Arroyo unveils Philippine farm plan

Holds "food summit" with officials to work out plan for reviving rice sector.

    Protesters mass outside the warehouse of the  government food authority [AFP]
    The Southeast Asian nation, which consumes about 33,000 tonnes of rice a day and is one of the world's biggest importers, is grappling with tight supplies.
     
    Many rice farmers work small plots, have no money to invest and often have large families that leave them little rice to sell on the market.
     
    "We must work harder to grow what we need," Arroyo said, announcing hundreds of millions of dollars in projects for everything from high-yield seeds to irrigation to new roads and ports to transport farm produce.
     
    She said some of the projects would be funded by foreign governments in the form of development aid to the Philippines, which has been one of the countries hardest hit by the sharp rice increases.
     
    She did not provide a total cost.
     
    Bailout
     
    World rice prices have surged to record peaks on production shortfalls, high demand and dwindling stocks, prompting importers to scramble to secure supplies.
     
    Vowing to make rice "abundant, accessible and affordable", Arroyo told a national food summit that state banks would make an additional $479m available in agricultural credit while the government would provide slightly more than a half of that for irrigation and infrastructure projects.
     
    Additional amounts would be provided for rice research and for seeds.
     
    The government said earlier on Friday that rice prices surged 10.9 per cent in March from a year earlier, taking the month's annual inflation to a 21-month high of 6.4 per cent.
     
    At retail, prices of some rice varieties have increased 30 per cent from a year ago, and the state's National Food Authority called in the army this week to help it distribute subsidised rice.
     
    "It's difficult to find cheap rice now," Eutemia Garcia, a 60-year-old, said as she waited in line on Thursday in a poor neighbourhood of the capital for bags of NFA rice.
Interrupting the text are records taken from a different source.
PR #221, opened 2018-07-25
feature: ZENKO-845 Object monitor throughput test

bennettbuchanan:

PR #233, opened 2018-07-28
feature: ZENKO-846 Add retry test

bennettbuchanan:
Adds the following test cases:
* Tests for failed CRR retries (a single retry and up to 128 concurrent retries). 
* Test checking that the CRR metrics are properly updated when a retry occurs.

Automating these tests is proving especially challenging since we need to update the backbeat pod such that exponential back-off is very short (i.e. one second), so requires a unique backbeat pod with its configuration updated as such. Also, the test relies on deleting and recreating the destination bucket to create failures. This use of buckets is unreliable when multiple tests are using that same bucket. Ideas for strategies to automate these tests are welcome!

### DIFF
--- a/tests/backbeat/package.json
+++ b/tests/backbeat/package.json
@@ -21,6 +21,7 @@
   "scripts": {
     "test_crr": "mocha --exit -t 10000 --recursive tests/crr",
     "test_api": "mocha --exit -t 10000 --recursive tests/api",
+    "test_retry": "mocha --exit -t 10000 --recursive tests/retry",
     "test_crr_pause_resume": "mocha --exit -t 10000 --recursive tests/crr-pause-resume"
   },
   "author": ""
--- a/tests/backbeat/tests/retry/retry.js
+++ b/tests/backbeat/tests/retry/retry.js
@@ -1,0 +1,166 @@
+const assert = require('assert');
+const crypto = require('crypto');
+const { series, parallel, times, timesSeries, doWhilst } = require('async');
+
+const { scalityS3Client, awsS3Client } = require('../../s3SDK');
+const ReplicationUtility = require('../../ReplicationUtility');
+const { makeGETRequest, makePOSTRequest, getResponseBody } =
+    require('../../utils/request');
+
+const scalityUtils = new ReplicationUtility(scalityS3Client);
+const awsUtils = new ReplicationUtility(awsS3Client);
+const srcBucket = `source-bucket-${Date.now()}`;
+const destFailBucket = process.env.AWS_S3_FAIL_BACKBEAT_BUCKET_NAME;
+const destFailLocation = process.env.AWS_S3_FAIL_BACKEND_DESTINATION_LOCATION;
+
+const hex = crypto.createHash('md5')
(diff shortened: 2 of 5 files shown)


tests/backbeat/package.json
```diff
@@ -15,12 +15,13 @@
     "aws-sdk": "2.28.0",
     "azure-storage": "^2.10.0",
     "@google-cloud/storage": "^1.6.0",
-    "mocha": "2.3.4",
+    "mocha": "^5.2.0",
```
bennettbuchanan: Need to update mocha version so that we can use `this.retries`.

ssalaues (approved):

philipyoo (approved):

philipyoo:
I think test is failing because the get request is made before data is available in redis. We can set a timeout before making the get request

bennettbuchanan:
I agree @philipyoo, there is definitely a race condition there. I've refactored that test to continually make the GET request in an `async.doWhilst` until the metrics have been updated (in this PR https://github.com/scality/Zenko/pull/221). 😸

tests/backbeat/tests/retry/retry.js
```diff
@@ -0,0 +1,164 @@
...
+                return doWhilst(callback =>
+                    makeGETRequest(path, (err, res) => {
+                        assert.ifError(err);
+                        assert.strictEqual(res.statusCode, 200);
+                        getResponseBody(res, (err, body) => {
+                            assert.ifError(err);
+                            const { results } = body.completions;
+                            // We have reached an expiration of metrics.
+                            if (results.count < prevCompletions.count) {
+                                return callback(new Error('Invalid test case'));
```
jonathan-gramain: I'm not sure but a bug in the code may well trigger this case (bug in metrics returning less metrics than expected), so instead maybe use a regular `assert`?

tests/backbeat/tests/retry/retry.js
```diff
@@ -0,0 +1,164 @@
...
+    const { backlog, completions, failures } = body;
+    assert.strictEqual((backlog.results.count - prevBacklog.count), 0);
+    assert.strictEqual((backlog.results.size - prevBacklog.size), 0);
+    assert.strictEqual((completions.results.count - prevCompletions.count), 1);
+    assert.strictEqual((completions.results.size - prevCompletions.size), 1);
+    assert.strictEqual((failures.results.count - prevFailures.count), 0);
+    assert.strictEqual((failures.results.size - prevFailures.size), 0);
+}
+
+function performRetries(N, keys, done) {
```
jonathan-gramain: minor: I think you could get rid of parameter `N` and use `keys.length` instead

tests/backbeat/tests/retry/retry.js
bennettbuchanan: Very good point. Updated.

tests/backbeat/tests/retry/retry.js
bennettbuchanan: Nice! Updated to remove that param.

PR #235, opened 2018-07-30
bf(ZENKO-881): Reduce Azure Test Flakiness

tmacro:
add a prefix checking to cleanup_azure_bucket, similar to cleanup_bucket

### DIFF
--- a/tests/zenko_e2e/util/azure.py
+++ b/tests/zenko_e2e/util/azure.py
@@ -1,3 +1,4 @@
+from .. import conf
 
 
 class ObjectStub:  # pylint: disable=too-few-public-methods
@@ -67,6 +68,7 @@ class AzureBucket:
 def cleanup_azure_bucket(bucket, delete_bucket=True):
     blobs = list(bucket.objects.all())
     for blob in blobs:
-        bucket.delete_blob(blob.name)
+        if blob.name.startswith(conf.OBJ_PREFIX):
+            bucket.delete_blob(blob.name)
     if delete_bucket:
         bucket.delete()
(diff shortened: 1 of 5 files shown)


JianqinWang (approved):

ssalaues (approved):

jonathan-gramain (approved):

tests/zenko_e2e/util/azure.py
```diff
@@ -67,6 +68,7 @@ def delete_blob(self, name):
 def cleanup_azure_bucket(bucket, delete_bucket=True):
     blobs = list(bucket.objects.all())
     for blob in blobs:
-        bucket.delete_blob(blob.name)
+        if blob.name.startswith(conf.OBJ_PREFIX):
```
bennettbuchanan, line 71: Does this account for the bucket_match false addition?

bennettbuchanan: I.e. is the source bucket name prepended to the key name on the destination?

tmacro: At the moment none of the python e2e tests run with bucket_match=false, and I think at this point other changes would have to be made to support it

bennettbuchanan (approved):

bennettbuchanan:
It may be worthwhile also to add a couple retries to the Azure tests since we seem to be getting `ESOCKETTIMEDOUT`. Also, feel free to add a `.skip` to the backbeat object monitor tests as there is known flakiness that should be addressed by https://github.com/scality/Zenko/pull/221.

tmacro:
Added the additions proposed by @bennettbuchanan

PR #1060, opened 2020-09-30
Bugfix/zenko 2846 missing role and role binding in solution

miniscruff:
Role.yaml is required for metal solution to properly configure zenko operator.
Also the CRD's but they were just in the wrong path.

fixes ZENKO-2846


solution/build.sh
```diff
@@ -170,11 +126,9 @@ clean
 mkdirs
 gen_manifest_yaml
 copy_yamls
-# download_dependency_yamls
-# gen_operator_yaml
-# gen_operator_config_yaml
 for img in "${DEP_IMAGES[@]}"; do
-    ${DOCKER} ${DOCKER_OPTS} pull ${img}
+    # only pull if the image isnt already local
+    ${DOCKER} image inspect ${img} > /dev/null 2>&1 || ${DOCKER} ${DOCKER_OPTS} pull ${img}
```
tcarmet, line 131: doesn't the `docker pull` command already performs this check?

tcarmet (approved):
LGTM

just left a curiosity comment.

Edit: Just realize it's a draft PR, I'll do some re reviews along the way. but for now LGTM :)

miniscruff:
> LGTM
> 
> just left a curiosity comment.
> 
> Edit: Just realize it's a draft PR, I'll do some re reviews along the way. but for now LGTM :)

It is a draft PR cause I made it at like 3am and I didn't let the build finish... lol

solution/build.sh
miniscruff: I think no matter what it will pull in a manifest file to check something? I added this as it will fail to a 404 like error when I was using a local image for zenko operator for tests. Because it couldn't pull an image that doesn't exist, even though I had it local.

solution/deps.txt
```diff
@@ -1,8 +1,11 @@
 registry.scality.com/sf-eng/blobserver:1.0.8
 registry.scality.com/sf-eng/jabba:940d
-registry.scality.com/sf-eng/zenko-operator:10794ca
-registry.scality.com/zenko-dev/cloudserver:latest-8.1.2
+registry.scality.com/sf-eng/utapi:zenko-1.0.0
+registry.scality.com/sf-eng/vault:zenko-2.0.0
+registry.scality.com/sf-eng/zenko-operator:1.0.0-local
```
miniscruff: Edit: The real tag we need is AFTER my `--config` PR otherwise that portion of the solution will fail.

alexanderchan-scality (approved):

tcarmet (approved):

The maximum any individual could buy was 3kg.
     
    Crackdown
     
    Soldiers armed with M-16 rifles were keeping the lengthy line moving, but there was no sign of tension.
     
    Another woman, 77-year-old Flora Flores, said: "I'm happy because cheaper rice is available. If not for the NFA, we would have a hard time."
     
    Arroyo said the government would keep cracking down on unscrupulous private traders amid allegations of hoarding as well as the illegal sale of government-subsidised rice at nearly double the recommended price.
     
    She said it was essential to eradicate corruption in the agriculture sector, and that "friend and foe alike are (being) brought to account for their actions".